Defaults differ by provider, so know what you're starting from:
| Provider | Reasoning by default | Turn it down / off with |
|---|---|---|
| Anthropic (Claude 4.x) | Off — nothing thinks until you opt in | Simply omit the thinking block |
| OpenAI (GPT-5.x) | Mostly off | providerOptions.openai.reasoningEffort: 'none' |
| Google (Gemini) | Often on by default | providerOptions.google.thinkingConfig: { thinkingBudget: 0 } on 2.5 Flash, or use 2.5 Flash-Lite |
Providers change their defaults over time — confirm against the provider's current docs. See Provider Options for the exact syntax per provider.

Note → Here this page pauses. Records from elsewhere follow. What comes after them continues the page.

PR #544, opened 2026-05-28
INTPYTHON-973 Add support for the Right database function

timgraham:


aclark4life:
Do we need a test for this?

timgraham:
`db_functions.text.test_right.RightTests` is removed from skipped tests.

aclark4life (approved):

Anthropic prompt caching is on by default
Inkeep enables Anthropic prompt caching automatically, on the main agent generation call. The stable prompt prefix (tool definitions plus the system prompt) is reused across turns at the provider's reduced cache-read rate, which cuts cost for most agentic workflows where a sub agent takes several steps (multiple tool calls in a turn). Other call sites (status updates, distillation) get only whatever caching the provider applies automatically. No configuration is required.
If you ever need to confirm: prompt caching is enabled by default — you don't need to turn it on. See Prompt Caching to observe cache hits and to control it.

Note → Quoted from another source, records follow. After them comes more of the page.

PR #546, opened 2026-05-28
INTPYTHON-974 Add support for MD5/SHA256 database functions

timgraham:


aclark4life:
What's going on in the test, a `DTModel` instance gets an encrypted annotation right? Could a field of `DTModel` hold an encrypted value?

timgraham:
The functions compute a given value's hash. It's unrelated to queryable encryption and encrypted fields.

The tests are a bit bogus since the input of `$hash` "Must resolve to a valid UTF-8 string or BinData" (and here we have a datetime) but it's good enough to trigger the error being tested. SInce these tests are temporary until older versions of MongoDB are EOL, I didn't see any point in adding another model for these tests in the meantime. Django's test suite has tests with proper inputs.

aclark4life (approved):

PR #547, opened 2026-05-30
INTPYTHON-975 Add support for LPad, RPad, Repeat, Reverse database functions

timgraham:
I'm not sure how these will perform, but if there are any complaints, perhaps that will help make a case to the server team to implement specialized aggregation expressions.


aclark4life (approved):
Nice!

Constrain responses with output contracts
In a multi-stage pipeline (for example query → select → respond), the intermediate stages shouldn't narrate to the user. An output contract lets you require structured output, specific components or artifacts, or a transfer — and forbid free text — instead of relying on prompt discipline. That saves the cost of wasted narration and makes the pipeline more reliable.

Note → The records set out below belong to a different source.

PR #549, opened 2026-06-02
INTPYTHON-792 Add support for window functions

timgraham:
Claude did the heavy lifting. I did a little refactoring, made some cosmetic edits, and removed unneeded code.

I added additional test coverage in Django's test suite: https://github.com/django/django/pull/21515

### DIFF
--- a/django_mongodb_backend/compiler.py
+++ b/django_mongodb_backend/compiler.py
@@ -1,4 +1,5 @@
 import itertools
+import json
 from collections import defaultdict
 
 from bson import SON, ObjectId, json_util
@@ -6,7 +7,7 @@ from django.core.exceptions import EmptyResultSet, FieldError, FullResultSet
 from django.db import IntegrityError, NotSupportedError
 from django.db.models import Count
 from django.db.models.aggregates import Aggregate, Variance
-from django.db.models.expressions import Case, Col, OrderBy, Ref, Value, When
+from django.db.models.expressions import Case, Col, OrderBy, Ref, RowRange, Value, When, Window
 from django.db.models.functions.comparison import Coalesce
 from django.db.models.functions.math import Power
 from django.db.models.lookups import IsNull
@@ -38,6 +39,8 @@ class SQLCompiler(compiler.SQLCompiler):
         self.subqueries = []
         # Search stage.
         self.search_pipeline = []
+        # Window function pipeline stages ($setWindowFields + post-$addFields).
+        self.window_pipeline = None
         # Does the aggregation have no GROUP BY fields and need wrapping?
         self.needs_wrap_aggregation = False
         # The MQL equivalent to a SQL HAVING clause.
@@ -212,6 +215,11 @@ class SQLCompiler(compiler.SQLCompiler):
         having_group_by = self.having.get_group_by_cols() if self.having else ()
         for expr in having_group_by:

Configure it in code via a sub agent's outputContract, or visually in the Guardrails section of a sub agent.
Keep tool and skill descriptions tight
Tool descriptions, always-loaded skills, and the outline of on-demand skills all sit in the system prompt on every turn. Verbose descriptions inflate input cost and can dilute the model's routing decisions. Make each description specific and concise, and front-load the "use when…" trigger so the agent can route on the first words.
See Skills and MCP Servers for where descriptions are authored.
Bound runaway execution
Caps stop a misbehaving agent from running up cost in a loop. Two matter most:
- Generation steps per sub-agent turn (
stopWhen: { stepCountIs }, default 12) — how many LLM calls a sub agent may make in one activation. - Transfer count (
stopWhen: { transferCountIs }, default 10) — how many hand-offs can happen in a turn.
Raise these for long-running orchestration agents; keep them low for tight, predictable agents. See Configure Runtime Limits.